# [Exercise brief]
The whole listing is to be returned exactly.

# [Information supplied]
PR #796, opened 2023-02-01
feat: Add tooltip support to GridTable

bdow:
Updated the Tooltip component's wrapping element to use 'display: contents;'. This allows for styles to flow through the element like it wasn't there, such as flex item positioning.

### DIFF
--- a/src/components/Table/components/cell.tsx
+++ b/src/components/Table/components/cell.tsx
@@ -4,6 +4,7 @@ import { navLink } from "src/components/CssReset";
 import { GridTableApi } from "src/components/Table/GridTableApi";
 import { RowStyle, tableRowStyles } from "src/components/Table/TableStyles";
 import { GridCellAlignment, GridColumnWithId, Kinded, MaybeFn, RenderAs } from "src/components/Table/types";
+import { maybeTooltip } from "src/components/Tooltip";
 import { Css, Properties, Typography } from "src/Css";
 
 /**
@@ -30,6 +31,8 @@ export type GridCellContent = {
   css?: Properties;
   /** Allows cell to reveal content when the user hovers over a row. Content must be wrapped in an element in order to be hidden. IE <div>{value}</div>*/
   revealOnRowHover?: true;
+  /** Tooltip to add to a cell. **Only Works on Headers** */
+  tooltip?: ReactNode;
 };
 
 /** Allows rendering a specific cell. */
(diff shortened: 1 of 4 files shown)


src/components/Tooltip.tsx
```diff
@@ -35,6 +35,8 @@ export function Tooltip(props: TooltipProps) {
         {...triggerProps}
         {...(!state.isOpen && typeof title === "string" ? { title } : {})}
         {...tid}
+        // Add display contents to prevent the tooltip wrapping element from short-circuiting inherited styles (i.e. flex item positioning)
+        css={Css.display("contents").$}
```
blambillotte, line 39: cool! Wasn't aware of that property so checked caniuse on its support: https://caniuse.com/css-display-contents

Maybe worth giving Safari and and Firebox a quick test given the notes?

src/components/Tooltip.tsx
```diff
@@ -61,16 +63,20 @@ export function Tooltip(props: TooltipProps) {
...
   placement?: Placement;
 }
 
 function Popper({ triggerRef, content, placement = "auto" }: PopperProps) {
   const popperRef = useRef(null);
   const [arrowRef, setArrowRef] = useState<HTMLDivElement | null>(null);
+  // Since we use `display: contents;` on the `triggerRef`, then the element.offsetTop/Left/etc all equal `0`. This would make
+  // the tooltip show in the top left of the document. So instead, we target either the first child, if available, or the parent element as the tooltip target.
+  // It is possible there are no children if the element only has text content, which is the reasoning for the parentElement fallback.
+  const targetElement = triggerRef.current ? triggerRef.current.children[0] ?? triggerRef.current.parentElement : null;
```
blambillotte, line 77: nit: maybe a nice use of `firstChild` instead of `children[0]` ?

blambillotte (approved):
Nice! Small question on the CSS property `display: content` browser support, my assumption is Safari is a big deal for iPads 🤔

src/components/Tooltip.tsx
bdow: Great suggestion. Will do!

bdow: I've checked the other browsers, all works fine. For iPads, we need a new pattern for touch devices and tooltips. Right now we show tooltips on hover, but there is no "hover" in touch devices. We'd need an explicit trigger element (like an icon) that when you click it, then it displays the tooltip. Will bring this up with design, but I'm pretty sure they are aware of this issue already - might just not be top of mind.

src/components/Table/components/cell.tsx
```diff
@@ -30,6 +31,8 @@ export type GridCellContent = {
   css?: Properties;
   /** Allows cell to reveal content when the user hovers over a row. Content must be wrapped in an element in order to be hidden. IE <div>{value}</div>*/
   revealOnRowHover?: true;
+  /** Tooltip to add to a cell. **Only Works on Headers** */
```
stephenh, line 34: Question: Is the "only works on headers" still true? I thought scanning the story I saw tooltip on non-header rows.

bdow: You're right. It works everywhere. I was going to just start on the headers, but seemed just as easy to do it everywhere once I thought of using `display: contents` in Tooltip.

stephenh: Sweet!

PR #798, opened 2023-02-02
fix: Update deps array to fix issue with expandedColumns not reflecting correct columns size

bdow:


src/components/Table/hooks/useSetupColumnSizes.ts
```diff
@@ -46,7 +46,7 @@ export function useSetupColumnSizes(
       setTableWidth(width);
       setColumnSizes(calcColumnSizes(columns, width, style.minWidthPx, expandedColumnIds));
     },
-    [setTableWidth, setColumnSizes, columns, style],
+    [setTableWidth, setColumnSizes, columns, style, expandedColumnIds],
```
stephenh, line 49: Fwiw we have a lot of missing deps; webstorm catches them and I fix here and there but we really need that eslint rule.

stephenh (approved):
Cool, makes sense

PR #802, opened 2023-02-03
fix: nothingSelectedText for singleFilter

0ces:
I want this `nothingSelectedText` to be able to work for multiple languages.


bdow (approved):

TylerR909:
Would've been nice to pick up MultiSelectFilter on this too because I'm literally about to open the same exact PR.

PR #803, opened 2023-02-03
fix: use nothingSelectedText on MultiSelectField

TylerR909:
BulkTemplateManagement asks people to select filters first, before loading any data. It's disjoint for the filter to say "All" when Nothing is selected or loaded, and `multiFilter({})` is ignoring nothingSelectedText.

### DIFF
--- a/src/components/Filters/MultiFilter.tsx
+++ b/src/components/Filters/MultiFilter.tsx
@@ -55,7 +55,7 @@ class MultiFilter<O, V extends Value> extends BaseFilter<V[], MultiFilterProps<O
       );
     }
 
-    const { defaultValue, ...props } = this.props;
+    const { defaultValue, nothingSelectedText, ...props } = this.props;
     return (
       <MultiSelectField<O, V>
         {...props}
@@ -67,7 +67,7 @@ class MultiFilter<O, V extends Value> extends BaseFilter<V[], MultiFilterProps<O
         onSelect={(values) => {
           setValue(values.length === 0 ? undefined : values);
         }}
-        nothingSelectedText="All"
+        nothingSelectedText={nothingSelectedText ?? "All"}
         {...this.testId(tid)}
       />
     );


src/components/Filters/MultiFilter.tsx
```diff
@@ -67,7 +67,7 @@ class MultiFilter<O, V extends Value> extends BaseFilter<V[], MultiFilterProps<O
         onSelect={(values) => {
           setValue(values.length === 0 ? undefined : values);
         }}
-        nothingSelectedText="All"
+        nothingSelectedText={nothingSelectedText ?? "All"}
```
stephenh, line 70: Totally get the rationale; I'm assuming the caller is going to do something like "if not loaded, set nothingSelectedText to loading?" 

Makes me wonder if, instead of all of our filters having that conditional logic setting `nothingSelectedText`, should we have an additional `noOptionsAvailableText`? Like something that could be set here in Beam as like "just assume if a filter has no options, surely it is being loaded".

Disclaimer I'm guessing at what you're follow up change on the BP side of things will be.

cc @bdow for thoughts

TylerR909: No, the caller is trying to override "All" with "None" because the user hasn't selected anything.

For BTM the filters don't even render until they've fetched data. Maybe that fetch loaded `[]` but this isn't that case. This is Radhi asking "I haven't selected anything, why does that say `All`"

stephenh: Gotcha

stephenh (approved):

src/components/Filters/MultiFilter.tsx
bdow: I would also contemplate disabling a SelectField that has no options and providing a tooltip explaining why its disabled. I wouldn't really want to assume no options means we're loading them. I'd prefer to move towards teaching the fields how to load their options themselves. Then they'd be aware of whether we have nothing because we are still loading or we really have no options.

TylerR909: Sidebar but Async Loading and Persisted Filters are not playing nicely together. While options are loading (before we have data), persistent filters is fetching from session storage, _seeing_ that there's no data, and `nil`'ing out the options. By the time filters load, selections have already been cleared out.

bdow: Huh, good note. Sounds like async filters are not ready for prime time.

# [Solution for this task]
PR #796, opened 2023-02-01
feat: Add tooltip support to GridTable

bdow:
Updated the Tooltip component's wrapping element to use 'display: contents;'. This allows for styles to flow through the element like it wasn't there, such as flex item positioning.

### DIFF
--- a/src/components/Table/components/cell.tsx
+++ b/src/components/Table/components/cell.tsx
@@ -4,6 +4,7 @@ import { navLink } from "src/components/CssReset";
 import { GridTableApi } from "src/components/Table/GridTableApi";
 import { RowStyle, tableRowStyles } from "src/components/Table/TableStyles";
 import { GridCellAlignment, GridColumnWithId, Kinded, MaybeFn, RenderAs } from "src/components/Table/types";
+import { maybeTooltip } from "src/components/Tooltip";
 import { Css, Properties, Typography } from "src/Css";
 
 /**
@@ -30,6 +31,8 @@ export type GridCellContent = {
   css?: Properties;
   /** Allows cell to reveal content when the user hovers over a row. Content must be wrapped in an element in order to be hidden. IE <div>{value}</div>*/
   revealOnRowHover?: true;
+  /** Tooltip to add to a cell. **Only Works on Headers** */
+  tooltip?: ReactNode;
 };
 
 /** Allows rendering a specific cell. */
(diff shortened: 1 of 4 files shown)


src/components/Tooltip.tsx
```diff
@@ -35,6 +35,8 @@ export function Tooltip(props: TooltipProps) {
         {...triggerProps}
         {...(!state.isOpen && typeof title === "string" ? { title } : {})}
         {...tid}
+        // Add display contents to prevent the tooltip wrapping element from short-circuiting inherited styles (i.e. flex item positioning)
+        css={Css.display("contents").$}
```
blambillotte, line 39: cool! Wasn't aware of that property so checked caniuse on its support: https://caniuse.com/css-display-contents

Maybe worth giving Safari and and Firebox a quick test given the notes?

src/components/Tooltip.tsx
```diff
@@ -61,16 +63,20 @@ export function Tooltip(props: TooltipProps) {
...
   placement?: Placement;
 }
 
 function Popper({ triggerRef, content, placement = "auto" }: PopperProps) {
   const popperRef = useRef(null);
   const [arrowRef, setArrowRef] = useState<HTMLDivElement | null>(null);
+  // Since we use `display: contents;` on the `triggerRef`, then the element.offsetTop/Left/etc all equal `0`. This would make
+  // the tooltip show in the top left of the document. So instead, we target either the first child, if available, or the parent element as the tooltip target.
+  // It is possible there are no children if the element only has text content, which is the reasoning for the parentElement fallback.
+  const targetElement = triggerRef.current ? triggerRef.current.children[0] ?? triggerRef.current.parentElement : null;
```
blambillotte, line 77: nit: maybe a nice use of `firstChild` instead of `children[0]` ?

blambillotte (approved):
Nice! Small question on the CSS property `display: content` browser support, my assumption is Safari is a big deal for iPads 🤔

src/components/Tooltip.tsx
bdow: Great suggestion. Will do!

bdow: I've checked the other browsers, all works fine. For iPads, we need a new pattern for touch devices and tooltips. Right now we show tooltips on hover, but there is no "hover" in touch devices. We'd need an explicit trigger element (like an icon) that when you click it, then it displays the tooltip. Will bring this up with design, but I'm pretty sure they are aware of this issue already - might just not be top of mind.

src/components/Table/components/cell.tsx
```diff
@@ -30,6 +31,8 @@ export type GridCellContent = {
   css?: Properties;
   /** Allows cell to reveal content when the user hovers over a row. Content must be wrapped in an element in order to be hidden. IE <div>{value}</div>*/
   revealOnRowHover?: true;
+  /** Tooltip to add to a cell. **Only Works on Headers** */
```
stephenh, line 34: Question: Is the "only works on headers" still true? I thought scanning the story I saw tooltip on non-header rows.

bdow: You're right. It works everywhere. I was going to just start on the headers, but seemed just as easy to do it everywhere once I thought of using `display: contents` in Tooltip.

stephenh: Sweet!

PR #798, opened 2023-02-02
fix: Update deps array to fix issue with expandedColumns not reflecting correct columns size

bdow:


src/components/Table/hooks/useSetupColumnSizes.ts
```diff
@@ -46,7 +46,7 @@ export function useSetupColumnSizes(
       setTableWidth(width);
       setColumnSizes(calcColumnSizes(columns, width, style.minWidthPx, expandedColumnIds));
     },
-    [setTableWidth, setColumnSizes, columns, style],
+    [setTableWidth, setColumnSizes, columns, style, expandedColumnIds],
```
stephenh, line 49: Fwiw we have a lot of missing deps; webstorm catches them and I fix here and there but we really need that eslint rule.

stephenh (approved):
Cool, makes sense

PR #802, opened 2023-02-03
fix: nothingSelectedText for singleFilter

0ces:
I want this `nothingSelectedText` to be able to work for multiple languages.


bdow (approved):

TylerR909:
Would've been nice to pick up MultiSelectFilter on this too because I'm literally about to open the same exact PR.

PR #803, opened 2023-02-03
fix: use nothingSelectedText on MultiSelectField

TylerR909:
BulkTemplateManagement asks people to select filters first, before loading any data. It's disjoint for the filter to say "All" when Nothing is selected or loaded, and `multiFilter({})` is ignoring nothingSelectedText.

### DIFF
--- a/src/components/Filters/MultiFilter.tsx
+++ b/src/components/Filters/MultiFilter.tsx
@@ -55,7 +55,7 @@ class MultiFilter<O, V extends Value> extends BaseFilter<V[], MultiFilterProps<O
       );
     }
 
-    const { defaultValue, ...props } = this.props;
+    const { defaultValue, nothingSelectedText, ...props } = this.props;
     return (
       <MultiSelectField<O, V>
         {...props}
@@ -67,7 +67,7 @@ class MultiFilter<O, V extends Value> extends BaseFilter<V[], MultiFilterProps<O
         onSelect={(values) => {
           setValue(values.length === 0 ? undefined : values);
         }}
-        nothingSelectedText="All"
+        nothingSelectedText={nothingSelectedText ?? "All"}
         {...this.testId(tid)}
       />
     );


src/components/Filters/MultiFilter.tsx
```diff
@@ -67,7 +67,7 @@ class MultiFilter<O, V extends Value> extends BaseFilter<V[], MultiFilterProps<O
         onSelect={(values) => {
           setValue(values.length === 0 ? undefined : values);
         }}
-        nothingSelectedText="All"
+        nothingSelectedText={nothingSelectedText ?? "All"}
```
stephenh, line 70: Totally get the rationale; I'm assuming the caller is going to do something like "if not loaded, set nothingSelectedText to loading?" 

Makes me wonder if, instead of all of our filters having that conditional logic setting `nothingSelectedText`, should we have an additional `noOptionsAvailableText`? Like something that could be set here in Beam as like "just assume if a filter has no options, surely it is being loaded".

Disclaimer I'm guessing at what you're follow up change on the BP side of things will be.

cc @bdow for thoughts

TylerR909: No, the caller is trying to override "All" with "None" because the user hasn't selected anything.

For BTM the filters don't even render until they've fetched data. Maybe that fetch loaded `[]` but this isn't that case. This is Radhi asking "I haven't selected anything, why does that say `All`"

stephenh: Gotcha

stephenh (approved):

src/components/Filters/MultiFilter.tsx
bdow: I would also contemplate disabling a SelectField that has no options and providing a tooltip explaining why its disabled. I wouldn't really want to assume no options means we're loading them. I'd prefer to move towards teaching the fields how to load their options themselves. Then they'd be aware of whether we have nothing because we are still loading or we really have no options.

TylerR909: Sidebar but Async Loading and Persisted Filters are not playing nicely together. While options are loading (before we have data), persistent filters is fetching from session storage, _seeing_ that there's no data, and `nil`'ing out the options. By the time filters load, selections have already been cleared out.

bdow: Huh, good note. Sounds like async filters are not ready for prime time.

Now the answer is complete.